(Data excerpts)

——————

PR #502, opened 2022-03-25
Remove legacy purge flag from k8s uninstall docs

brews:
Minor doc fix!

The [install instructions for dask-gateway on Kubernetes](https://gateway.dask.org/install-kube.html#shutting-everything-down) use an unsupported flag (`--purge`) in the `helm` command for cleanup and uninstalling work. When run, this throws an error at the poor user.

This updates the docs to remove the `--purge` flag. No other change is needed because behavior from `--purge` is the default behavior in the current version of `helm`.

### DIFF
--- a/docs/source/install-kube.rst
+++ b/docs/source/install-kube.rst
@@ -184,7 +184,7 @@ clean everything up. You can do this with ``helm delete``:
 
 .. code-block:: shell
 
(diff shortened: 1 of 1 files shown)


consideRatio (approved):

consideRatio:
Thank yo @brews!!

PR #505, opened 2022-03-26
ci: run go native tests against modern versions of go

consideRatio:
I didn't understand enough about go to successfully run the go native tests defined in dask-gateway-server/dask-gateway-proxy against versions 1.16+. I've now pieced together some additional understanding to get this to work. I think the gist was that we had to install golang test dependencies part of the project, and not globally for Go 1.16+.

This could perhaps be worked around by having a global environment variable GO111MODULE=auto, or setup the test dependencies in another way somehow? I'm not sure. For now, this change to run `go get` from the folder with the golang code seems like a good resolution that seem to work for many versions of golang.

### DIFF
--- a/.github/workflows/test.yaml
+++ b/.github/workflows/test.yaml
@@ -52,26 +52,18 @@ jobs:
           #   We could for example choose to test against the versions that
           #   hasn't reached end of life yet: https://endoflife.date/go.
           #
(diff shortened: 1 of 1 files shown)


jcrist (approved):
Makes sense to me, thanks!

consideRatio:
Thank you @jcrist for review/merge!!

PR #509, opened 2022-03-26
Add _ prefix to "internal use" functions in controller.py

consideRatio:
I saw a few functions I figured out was "internal use" functions not relevant outside the file and added a leading prefix underscore to them. [PEP8 describes naming conventions](https://peps.python.org/pep-0008/#descriptive-naming-styles), and here is a quote on using a leading underscore:

> `_single_leading_underscore`: weak “internal use” indicator. E.g. from M import * does not import objects whose names start with an underscore.

I considered if I should make a PR about this detail at all, and now did and ended up learning more about PEP8! I mainly valued that by using a underscore prefix, it became clear for anyone reading the code that these are minor helper functions not being used elsewhere.

### DIFF
--- a/dask-gateway-server/dask_gateway_server/backends/kubernetes/controller.py
+++ b/dask-gateway-server/dask_gateway_server/backends/kubernetes/controller.py
@@ -39,7 +39,7 @@ from .utils import (
 from .backend import KubeBackendAndControllerMixin
 
 
-def get_container_status(pod, name):
+def _get_container_status(pod, name):
     """Get the status of container ``name`` from a pod"""
     for cs in pod["status"].get("containerStatuses", ()):
         if cs["name"] == name:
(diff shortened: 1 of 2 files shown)


jcrist:
I'm -0.5 on this change. While I agree that a `_` prefix is good to indicate internal methods/classes/functions in public modules (things that a user will import), all of `dask-gateway-server` (minus `dask_gateway_server.options` and the publically documented config) is considered private. It's an application, not a library. Adding a `_` prefix everywhere would muddy the code, and doing it only in a few places makes this a judgement call rather than a clear rule. Since this code currently works fine and no user has run into an issue where they're trying to dig into the internals, it doesn't make sense to me to focus on cosmetic changes like this.

consideRatio:
Thanks for your review, that makes sense to me to @jcrist!

PR #510, opened 2022-03-26
Cleanup no longer needed workarounds for Python 3.6

consideRatio:
With #501 support for Python 3.6 was dropped, so can assume Python 3.7+. This PR removes checks for `Python version >= 3.7` which will now always be true.


jcrist (approved):
Thanks @consideRatio!

Issue #511, opened 2022-03-26
ci: kubernetes test intermittently hangs


consideRatio:
As can be seen in [this job](https://github.com/dask/dask-gateway/runs/5703554767?check_suite_focus=true) the Kubernetes test can hang on the step named Helm install:

https://github.com/dask/dask-gateway/blob/b23301a6923bcb3e0651519b46c3a8d8bc2cba71/.github/workflows/test.yaml#L143-L148

![image](https://user-images.githubusercontent.com/3837114/160254081-e3097930-8af9-4697-a7d1-07ddb9f78d96.png)

Specifically, it seems that importing the built image to be available for the k8s cluster's container runtime is what can hang.

https://github.com/dask/dask-gateway/blob/b23301a6923bcb3e0651519b46c3a8d8bc2cba71/continuous_integration/kubernetes/helm-install.sh#L21-L25

## Workaround ideas

- [x] We can add a timeout to avoid this hanging for 6 hours which is the maximum time for a github workflow's job.
  https://github.com/dask/dask-gateway/pull/512
- [ ] We can avoid the need to import the images by using k3s instead of k3d, by using the [jupyterhub/action-k3s-helm](https://github.com/jupyterhub/action-k3s-helm#readme) GitHub Action to setup a k3s cluster.
  #518

I think we should do both, starting with 1 as it is such a primitive quick and easy thing to reduce the impact of this issue. I searched for `k3d` and found that there is a undocumented and unreferenced `k3d-create.sh` script. I think this is good to retain this script and document it, because when setting up a local development environment, k3s is less suitable as it would be more intrusive to install locally. `k3d` is a wrapper for `k3s` to run in docker, makes most sense to use on your local computer for testing, while `k3s` can be used without trouble in a CI environment.

jcrist:
Hmmm, that's odd that it hangs sometimes now, I don't remember ever seeing that issue before. I personally have no strong attachment to the current k8s CI setup - k3d was the easiest option at the time I wrote this, if there's a more robust way now I'd be happy to move to it. Thanks for opening this Erik!

PR #512, opened 2022-03-26
ci: add timeout to avoid 6h consequence of intermittent hang issue

consideRatio:
Mitigates but does not close_ #511.


jcrist (approved):
:+1:

PR #517, opened 2022-03-27
ci: add fixme notes, update python/go versions, make a script executable like others

consideRatio:


.github/workflows/build-publish-docs.yaml
```diff
@@ -42,20 +42,36 @@ jobs:
...
       - uses: actions/setup-python@v3
         with:
-          python-version: "3.8"
-
+          python-version: "3.10"
+
+      # FIXME: go is used to compile dask-gateway-server/dask-gateway-proxy, but
+      #        that isn't relevant for us when building documentation, but, we
+      #        end up doing it anyhow currently because we re-use a course
+      #        installation script.
```
jcrist, line 50: Note that the setup.py script supports a --no-build-proxy option to skip compiling the go proxy. That could be used for the docs builds to avoid this dependency, but I don't think that's super high priority. Installing go in ci is pretty quick.

jcrist (approved):

PR #518, opened 2022-03-27
ci: use k3s instead of k3d to setup k8s, and test against k8s 1.20-1.23

### LINKED ISSUE #511: ci: kubernetes test intermittently hangs

consideRatio:
By using k3s in our CI setup, we can avoid needing to load images into the k8s container runtime as we would need to if we used k3d. This saves us a minute or so for each kubernetes test we run. It seems that the average time doesn't improve though because it seems using k3d was a bit faster to get started. The k3s the jupyterhub/action-k3s-helm includes `calico` to help enforce NetworkPolicy resources in a reliable way which the k3d setup didn't provide.

By using the jupyterhub organizations GitHub Action to setup k3s we also get kubectl/helm setup for us. Combied with use of the jupyterhub organizations GitHub Action to provide a report of what has happened within the namespace, we can remove the install-tools.sh script installing kubectl, helm, and stern used to capture misc logs.

Closes #511


jcrist (approved):
Thanks Erik! Always nice to delete code.

PR #519, opened 2022-03-27
ci: de-duplicate deps by docs/requirements.txt and tests/requirements.txt and update CI images

### LINKED ISSUE #401: paywalling of cloudera repo
The CI dockerfile for Yarn fails with 404-unautheriized. This appears to be because of the paywalling by Cloudera described in:
https://www.cloudera.com/downloads/paywall-expansion.html

### LINKED ISSUE #516: De-duplicate package dependencies
I think there is an unsustainable maintenance related to the amount of places we have dependencies listed for dask-gateway and dask-gateway-server and various test dependencies.

As an example, this is where `aiohttp` is mentioned as part of being listed as a dependency.

- [dev-environment.yaml](https://github.com/dask/dask-gateway/blob/main/dev-environment.yaml)
- [continuous_integration/install.sh](https://github.com/dask/dask-gateway/blob/HEAD/continuous_integration/install.sh)
- [continuous_integration/kubernetes/install.sh](https://github.com/dask/dask-gateway/blob/HEAD/continuous_integration/kubernetes/install.sh)
- [continuous_integration/docker/hadoop/install.sh](https://github.com/dask/dask-gateway/blob/HEAD/continuous_integration/docker/hadoop/install.sh)
- [continuous_integration/docker/pbs/install.sh](https://github.com/dask/dask-gateway/blob/HEAD/continuous_integration/docker/pbs/install.sh)
- [continuous_integration/docker/slurm/install.sh](https://github.com/dask/dask-gateway/blob/HEAD/continuous_integration/docker/slurm/install.sh)
- [dask-gateway/Dockerfile](https://github.com/dask/dask-gateway/blob/HEAD/dask-gateway/Dockerfile)
- [dask-gateway/setup.py](https://github.com/dask/dask-gateway/blob/HEAD/dask-gateway/setup.py)
- [dask-gateway-server/Dockerfile](https://github.com/dask/dask-gateway/blob/HEAD/dask-gateway-server/Dockerfile)
- [dask-gateway-server/setup.py](https://github.com/dask/dask-gateway/blob/HEAD/dask-gateway-server/setup.py)

## Ideas

- We decouple setup.py from listing core dependencies to a requirements.txt file
- We add a dev-requirements.txt file includes all `extra_require` dependencies in setup.py
- We make our Dockerfiles install the relevant requirements file or to make it install the dependencies automatically as part of installing the package somehow, as `pip install` would manage. Right now it sais `setup.py develop` and I'm not sure what that means but I know that [dask-gateway-server relies on that to handle a `no-build-proxy` option of some kind](https://github.com/dask/dask-gateway/blob/73a0182f6f5ab8601d42cece7ae7b694d070ea2e/dask-gateway-server/setup.py#L86-L88)

consideRatio:
## Important

While this is a big PR, it is about CI - it only touches two `setup.py` files which is directly related to end use. Overall, this is reducing complexity but since I've added a lot of comments and documentation there are a lot of additional lines.

image

---

## Summary

- Closes #516
  I thought it was a maintenance problem that there were so many of the same dependencies declared in multiple locations. I got confused by that overall and decided to address it before digging into #514.
  
  I've created docs/requirements.txt and tests/requirements.txt, that alongside dependencies declared in setup.py files makes for the only places we declare Python dependencies.
- Closes #401

  I wanted to rebuild the images that no longer included duplicated deps so I took on #401 here as well which was a major undertaking. We now test against Hadoop 3 / Yarn 2 instead of Hadoop 2 and Yarn 1.
- This PR unblocks work on #498 that would otherwise break our Yarn/Slurm/PBS tests. This is because if we start require a newer version than Python 3.7, we would still be stuck with our old images we run tests in for Yarn/Slurm/PBS which had a Python 3.7 version.
- This PR helped me debug #522 and create #525 as I could update `click` pinnings in fewer places and not miss a place which would have made me draw the wrong conclusions as I did initially.

---

## Intermittent failures

This PR initially introduced intermittent failures for the hadoop test, but they are now gone by restricting memory settings on scheduler/workers started during tests. See #422 for details on already existing intermittent test failures though.


martindurant:
> which was a major undertaking.

:)  
I will look it over, not sure how long it will take or how authoritative I can be!

consideRatio:
@martindurant I think I figured it out, it was a newline character in CLASSPATH which made the last entry fail to function properly. Figuring this out took me a full day of effort ;D

consideRatio:
@martindurant @jacobtomlinson @jcrist this is ready for review now. I've updated the original PR description to be more succinct about the changes.

consideRatio:
@jcrist I've verified that the wheel with skein 0.8.2 that was recently released functions as it should as part of this PR!

consideRatio:
@martindurant @jacobtomlinson @jcrist I'd love to get this merged and iterate from there, this includes too many changes as it is.

Next work item is to make tests more reliable, the main tests, the pbs tests, and now also the hadoop tests. I don't know what makes them be unreliable though besides guesses that it at least partially involves a OOMKiller sending SIGKILL causing exit code 137 for the PBS test, which then shows symptoms of "ValueError, 404 NOT FOUND" etc, which is what I also see in main/hadoop test.

continuous_integration/docker/hadoop/_print_logs.sh
```diff
@@ -0,0 +1,18 @@
+#!/usr/bin/env bash
+set -x
```
martindurant, line 2: When does this one get run?

I would include the name of each log file before its contents.

continuous_integration/docker/hadoop/_test.sh
```diff
@@ -0,0 +1,7 @@
+#!/usr/bin/env bash
+set -xe
+
+cd /working
+pytest -v \
+    tests/test_yarn_backend.py \
```
martindurant, line 6: Silly question, but if we explicitly pick out yarn tests here, is there any point in the YARN_TEST (or whatever it's called) env variable? Should we set it here?

continuous_integration/docker/hadoop/files/etc/hadoop/conf.kerberos/core-site.xml
```diff
@@ -45,24 +45,4 @@
         <value>org.apache.hadoop.security.AuthenticationFilterInitializer</value>
     </property>
 
-    <property>
-        <name>hadoop.http.authentication.type</name>
```
martindurant, line 49: You disabled HTTP auth altogether? I agree with that.

continuous_integration/docker/hadoop/files/etc/hadoop/conf.kerberos/mapred-site.xml
```diff
@@ -5,6 +5,7 @@
         <value>yarn</value>
     </property>
 
+    <!-- networking -->
```
martindurant, line 8: (I'm pretty sure we don't need this file at all)

continuous_integration/docker/hadoop/files/etc/hadoop/conf.kerberos/yarn-site.xml
```diff
@@ -61,18 +67,19 @@
     </property>
 
     <property>
-        <name>yarn.nodemanager.resource.cpu-vcores</name>
-        <value>16</value>
+        <name>yarn.nodemanager.resource.memory-mb</name>
+        <value>4096</value>
```
martindurant, line 71: You probably know, but YARN doesn't actually respect these as limits, it's only used for internal bookkeeping; so it doesn't matter is the worker actually had this much memory available.

martindurant (commented):
I have looked through much of the YARN stuff, and I have very little problem with anything, it all looks solid. Of course, there are loads of configs, so I could easily have missed something.

continuous_integration/docker/base/Dockerfile
```diff
@@ -1,33 +1,79 @@
-FROM centos:7.6.1810
+# See continuous_integration/docker/README.md for details about this and other
+# Dockerfiles under the continuous_integration/docker folder on their purpose
+# and how to work with them.
+#
+# centos:8 reached end-of-life 31 Dec 2021
+# centos:7 reach end-of-life 30 Jun 2024
```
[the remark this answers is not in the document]
consideRatio: I figure it is like ubuntu 20.04 vs 21.10, one is LTS, one isnt. Do you choose the latest and get weaker software support or the older with better?

I wanted to be compatible with software without needing to re-compile it, centos 7 vs centos 8 comes with ups and downs. Various versions with PBS supported various versions of centos etc. Since centos 8 has reached end of life already, i heaitated to bump to that as it probably would fail to be compatible with software going onwards even if it didnt yet.

There are even more modern versions i think, but overall this seems reasonable to stick with to reduce complexity and avoid work.

continuous_integration/docker/hadoop/_print_logs.sh
consideRatio: > When does this one get run?

This is from test.yaml, a github workflow. It is the last line.

```yaml
      - name: Print logs for debugging
        if: always()
        run: ./continuous_integration/docker/hadoop/print_logs.sh
```

continuous_integration/docker/hadoop/_test.sh
consideRatio: That is a good point, I agree that we should instead rely on that instead, but it is a non-critical change so I may not drive making these tests skipped by default unless marked for execution - which could be what would be the cleanest strategy.

continuous_integration/docker/hadoop/files/etc/hadoop/conf.kerberos/core-site.xml
consideRatio: I saw it failing anyhow, so I figured removing it reduced complexity without downside.

continuous_integration/docker/hadoop/files/etc/hadoop/conf.kerberos/mapred-site.xml
consideRatio: Figured as well, didn't dare go test if that would be ok or not but then I'll go for removal of it!

continuous_integration/docker/hadoop/files/etc/hadoop/conf.kerberos/yarn-site.xml
consideRatio: Ooh, that is critical knowledge. I wanted to stay within memory limits and constrain this to avoid crashing things during tests. I had seen a warning about possible "thrashing" of workers or similar.

Ideas on how to make us limit ourselves better?

consideRatio: Is this config also pointless?

```xml
    <property>
        <name>yarn.scheduler.minimum-allocation-mb</name>
        <value>32</value>
    </property>

    <property>
        <name>yarn.resource-types.memory-mb.increment-allocation</name>
        <value>${yarn.scheduler.minimum-allocation-mb}</value>
    </property>
```

martindurant: I did get tripped up by this once, where where the default total memory resource of the cluster was 4096 and the minimum allocation was 1024, so you would get no more than 4 containers no matter what the actual memory requirements of requests were. The default minimum still seems to be 1024 https://hadoop.apache.org/docs/r3.0.1/hadoop-yarn/hadoop-yarn-common/yarn-default.xml 

I would make these numbers small, or else just wait in case something ever goes wrong.

consideRatio: @martindurant I found that in the test_yarn_backend.py file, the YarnBackend is configured with memory for the workers. I lowered it from 512 to 128 and things may have improved, not sure yet - intermittency =/

continuous_integration/docker/hadoop/_print_logs.sh
consideRatio: > I would include the name of each log file before its contents.

Do you mean that you would do an echo manually before each line? That is reasonable, and perhaps more reliable - I think `set -x` has led to some weird timings where some logs show up before/after etc.

consideRatio:
@martindurant I think this has become a lot more robust now! I think the PBS and hadoop tests were both memory related, and now they may be stable. But yeah... I may be wrong. I have been wrong so many times.

continuous_integration/docker/hadoop/_test.sh
consideRatio: I'm opting to not go for this refactoring, it can absolutely be done and I'll +1 for merging a PR about this, but for now I'll avoid doing that refactoring.

continuous_integration/docker/hadoop/_print_logs.sh
consideRatio: I removed `set -x` and added colorized print statements on what commands are run.

consideRatio:
@martindurant thanks for review efforts!!! :tada: :heart: - to know you were around giving it a look made a big difference on my motivation to get this done!

continuous_integration/docker/hadoop/files/etc/hadoop/conf.kerberos/core-site.xml
consideRatio: I'm confused. This is the default value anyhow so this didn't change much I think, but what does this config really do? I think it influences something that we may not be using?

martindurant:
I'm not sure when I'll have the time to look through again :|  If you think things are in a good state, I trust you!

consideRatio:
> I'm not sure when I'll have the time to look through again :| If you think things are in a good state, I trust you!

Thank you! I think this is good to go then!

——————

**Work instruction:**
Across the records above, return every line that contains the word "choose".

**Exercise result:**
           #   We could for example choose to test against the versions that
consideRatio: I figure it is like ubuntu 20.04 vs 21.10, one is LTS, one isnt. Do you choose the latest and get weaker software support or the older with better?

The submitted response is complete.